At their Conference today, the Justices will consider petitions raising federal constitutional issues related to same-sex marriage.  These are the most significant cases these nine Justices have ever considered, and probably that they will ever decide.

I have never before seen cases that I believed would be discussed two hundred years from now.  Bush v. Gore and Obamacare were relative pipsqueaks.  The government’s assertion of the power to prohibit a loving couple to marry, or to refuse to recognize such a marriage, is profound.  So is the opposite claim that five Justices can read the federal Constitution to strip the people of the power to enact the laws governing such a foundational social institution.

The cases present a profound test of the Justices’ judgment.  The plaintiffs’ claims are rooted in the fact that these laws rest on an irrational and invidious hatred, enshrined in law.  On the other hand, that describes some moral judgments.  The Constitution does not forbid every inequality, and the people must correct some injustices (even some grave ones) themselves, legislatively.

The striking feature of these cases – not present in any others I have ever seen – is that that they would have been decided by the Justices’ predecessors one way and would be decided by the Justices’ successors another way.

The painful but sometimes unspoken truth is that seminal Supreme Court rulings sometimes reflect the era in which they were decided.  In 2012, it is ridiculous to believe that the government could ban inter-racial marriage.  But that was the law in much of the country for most of its history.  In fact, it was a serious argument, and there were a number of similar laws on the books, when the Court declared them unconstitutional in 1967 in Loving v.
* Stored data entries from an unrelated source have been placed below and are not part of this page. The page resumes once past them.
PR #360, opened 2026-07-27
[BLOCKER LoF] Reject unsigned stale-cohort novation

aeyakovenko:
## Finding

An unsigned matcher LP could accept fresh exposure after the opposite-side K/F
cohort became stale. A winning account could therefore realize source-backed PnL
first, novate its position onto a fresh LP, and leave the later bankruptcy/social
loss booking on that LP.

The LiteSVM reproduction uses only public instructions and ordinary initialized
accounts:

1. Open an attacker-controlled winning long against a thin losing short.
2. Move the authenticated mark and crank only the winner.
3. Attempt to move fresh long exposure onto an unsigned matcher LP through both
   `TradeCpi` and `BatchTradeCpi`.
4. Crank the loser and all remaining work to terminal state.

At the exact pre-fix parent, the batch matcher route succeeds and the regression
test fails. With this patch, both unsigned CPI routes reject before invoking the
matcher, state and matcher context roll back exactly, signed `TradeNoCpi`
novation remains available, pure LP reductions remain live, and honest cranks
reach the expected terminal payouts.

## Fix

- Pin engine PR aeyakovenko/percolator#162, which tracks monotonic per-side K/F
  settlement cohorts and conservatively locks stale source-backed claims.
- At the unsigned matcher boundary, reject only LP exposure increases that can
  inherit a stale opposite-side cohort or unresolved negative PnL.
- Subtract both atomically settled trade accounts from each pending aggregate.
  A locally curable negative-PnL account can therefore still exit through CPI;
  only an external pending account blocks new unsigned LP exposure.
- Scan the LP portfolio once for the whole matcher batch. The 14-leg CPI test is
  1,238,049 CU versus 1,222,481 CU at the parent.
- Prove the side mapping and the reduction-liveness exception with Kani.

## TDD evidence

- Test-only commit: `2890daf337f8d7d71706d06fc579b5f21f4faadd`
- Exact old engine pin: `143e68c4917ed0400a27b952f036a5677047cd84`
- Pre-fix result: RED at the public `BatchTradeCpi` assertion
- Fixed engine pin: `d81b86252c028d7977c14bcf75c06eb199a61b2b`
- Fixed result: GREEN for single CPI, batch CPI, signed escape, rollback,
  progress, reset, and terminal-value assertions
- Local-negative liveness test-only commit: `d26c970a`
- Exact pre-fix policy result: RED with `EngineLockActive` before matcher CPI
  after 22,200 CU
- Local-negative fixed commit: `6acc341c`
- Local-negative fixed result: GREEN; inline settlement clears the local
  negative PnL and the trade closes both positions

## Verification

- Targeted LiteSVM exploit: pass
- Full runtime suite: 6 unit tests and 567 LiteSVM/BPF/CU tests passed
- Targeted 14-leg CPI CU test: pass at 1,238,049 CU
- Targeted wrapper Kani proof: 35/35 assertions and 7/7 covers
- Full wrapper Kani roster: 41/41 harnesses verified, 0 failures
- Checked decoder proof bounds: the symbolic vector cap is 16; every added
  unwind assertion remains enabled, and the 3-by-32 Hybrid feed comparison is
  explicit rather than hidden behind a 96-byte `memcmp`

## Deployment compatibility

Engine commit `d81b8625` advances `V16_LAYOUT_DISCRIMINATOR` from 17 to 18 and
adds settlement-cohort fields. This branch is suitable for fresh/predeployment
markets; an existing live layout-17 market requires a coordinated migration
before deployment.

### DIFF
--- a/Cargo.lock
+++ b/Cargo.lock
@@ -2638,7 +2638,7 @@ dependencies = [
 [[package]]
 name = "percolator"
 version = "0.1.1"
-source = "git+https://github.com/aeyakovenko/percolator?rev=143e68c4917ed0400a27b952f036a5677047cd84#143e68c4917ed0400a27b952f036a5677047cd84"
+source = "git+https://github.com/aeyakovenko/percolator?rev=d81b86252c028d7977c14bcf75c06eb199a61b2b#d81b86252c028d7977c14bcf75c06eb199a61b2b"
 dependencies = [
  "bytemuck",
 ]
--- a/Cargo.toml
+++ b/Cargo.toml
@@ -50,12 +50,12 @@ pinocchio = "0.6"
 arrayref = "0.3"
 num-derive = "0.4"
 num-traits = "0.2"
-percolator = { git = "https://github.com/aeyakovenko/percolator", rev = "143e68c4917ed0400a27b952f036a5677047cd84" }
+percolator = { git = "https://github.com/aeyakovenko/percolator", rev = "d81b86252c028d7977c14bcf75c06eb199a61b2b" }
 anchor-lang-v2 = { git = "https://github.com/solana-foundation/anchor", rev = "e3cf760826fa0a60f247635ea0572e59861ec9b5", package = "anchor-lang-v2", default-features = false, features = ["alloc", "guardrails"], optional = true }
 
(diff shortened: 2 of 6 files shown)


aeyakovenko:

PR #361, opened 2026-07-27
[BLOCKER DoS] Reject retained backing top-ups after signed expiry

aeyakovenko:
## Root cause

`TopUpBackingBucket` treated `expiry_slot` as fresh relative only to the engine's stored `header.current_slot`. A relayer could retain an honestly signed provider transaction and land it after the signed expiry while no market instruction had advanced that stored slot. The wrapper did not compare the expiry with the authenticated SVM `Clock`.

## Public exploit

The LiteSVM regression uses only public instructions and ordinary external account fixtures:

1. Initialize a live market and permissionless asset with an independent backing provider.
2. Open public long/short positions and move the honest authenticated mark from 100 to 350.
3. At slot 3, have the provider sign a 500-atom domain top-up expiring at slot 6.
4. Let an unprivileged relayer retain it and submit it at authenticated slot 7, within the blockhash lifetime.
5. Resolve permissionlessly and repeatedly submit owner-signed `CloseResolved` calls.

On exact parent `36fa587e1424a8c7fdde2c701c10938188a51876`, test-only commit `fcb4af76` is RED:

- control: top-up rejected/not submitted, 16 successful close steps, both users terminal, winner payout 2,000, provider source 500
- delayed submission: top-up accepted, provider source 500 -> 0, 64 successful and 64 failed close attempts, both users remain nonterminal, both payouts 0, and the provider cannot withdraw the resolved backing

This is a persistent public terminal-progress DoS, not an init footgun or injected protocol state.

## Fix

For every nonzero backing top-up, both preflight and commit now require:

```text
expiry_slot > authenticated SVM Clock slot
```

The existing zero-amount expired no-op behavior is preserved. No engine code or engine pin changes are included.

## Verification

- Exact-parent RED repro: `fcb4af76`
- Fixed GREEN: `v16_attack_retained_backing_topup_cannot_land_after_signed_expiry`
- Adjacent backing input/expiry tests: green
- `cargo build-sbf --tools-version v1.52`: green
- Full runtime suite with all program/matcher fixtures: 6 unit + 566 LiteSVM/BPF/CU tests, 0 failures
- Kani: all 40 harnesses verified; 36 completed in the full sequence, then the pathological symbolic-tag decoder and its three successors completed explicitly with `--unwind 18` and unwinding assertions enabled (the decoder observation loop is production-bounded at 16)
- `git diff --check`: clean

### DIFF
--- a/src/v16_program.rs
+++ b/src/v16_program.rs
@@ -7586,6 +7586,11 @@ pub mod processor {
             {
                 return Err(PercolatorError::EngineLockActive.into());
             }
+            if amount != 0
+                && expiry_slot <= authenticated_slot_or_fallback(group.header.current_slot.get())
+            {
+                return Err(PercolatorError::InvalidInstruction.into());
+            }
             require_domain_accepts_live_topup_view(&group, domain_usize)?;
             let profile = read_oracle_profile_from_view(&group, &cfg, asset_index)?;
             let authorities = domain_authorities_from_profile(&cfg, &profile, asset_index);
@@ -7603,6 +7608,9 @@ pub mod processor {
             let (cfg, mut group) = state::market_view_mut(&mut market_data)?;
             if group.header.mode != 0 {
                 return Err(PercolatorError::EngineLockActive.into());
+            }
+            if expiry_slot <= authenticated_slot_or_fallback(group.header.current_slot.get()) {
+                return Err(PercolatorError::InvalidInstruction.into());
             }
             reject_permissionless_resolve_matured_live_view(&cfg, &group)?;
             require_domain_accepts_live_topup_view(&group, domain_usize)?;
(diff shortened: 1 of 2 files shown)


aeyakovenko:
Stronger independent current-pin consequence from percolator-meta: https://github.com/aeyakovenko/percolator-meta/pull/384 (`3816ca313c987837bb9dd896b8028c1d581fe2e4`).

A reduced clean-room asset-0 LiteSVM path shows strict LoF, not only terminal DoS. Every Percolator state account is system-allocated/publicly initialized and the pinned real SBF runs. An independent provider signs a 500-atom top-up at engine slot 3 with expiry 6. The existing profitable account is the unprivileged fee payer/relayer and submits it at authenticated SVM slot 7 while stored engine slot remains 3. Current pin accepts it. Honest resolution and owner-signed closes terminate both portfolios: control leaves provider source 500 and pays winner 2,000; delayed submission leaves provider source/recovery 0 and pays winner/relayer 2,500. This confirms exact 500 provider loss / attacker gain through the same missing Clock check.

aeyakovenko:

Virginia.  Society moved over the course of our history, and so did the Court’s understanding of the Constitution.

Here, the argument that the Framers of the Constitution would have recognized constitutional rights related to same-sex marriage is silly.  In fact, the claims of same-sex marriage advocates were hopeless in this Court – both because of its conservativism but also because of social attitudes – as recently as five years ago.

But the arc of history tilts towards equality and justice, and our society is rapidly but unevenly coming to the judgment that same-sex marriage is just and right.  The claims presented by this case would just as inevitably prevail (probably by a wide margin) in the Supreme Court twenty years from now.  By then, it will be broadly (if not uniformly) accepted that discrimination against homosexuals related to marriage is invidious and irrational.  Our attitudes are shifting that fast.

Our country and societies around the world will read the Justices’ decision(s) not principally as a legal document but instead as a statement by a wise body about whether same-sex marriages are morally right or wrong.  The issues are that profound and fraught; they in a sense seem to transcend “law.”  Given the inevitability of same-sex marriage, if the Court rules against those claiming a right to have such unions recognized, it will later be judged to be “on the wrong side of history.”

But the verdict of history cannot decide the legal questions presented by these cases.  The cases arrive today, in this moment, before our cultural transition has completed.  In a sense, it is a shame that there is such pressure to hear the cases now; the judgment for the rest of the nation’s history would certainly favor these claims.  But if they do decide to grant review, the Justices cannot merely choose to embrace the past or the future.  They will have to make a judgment now.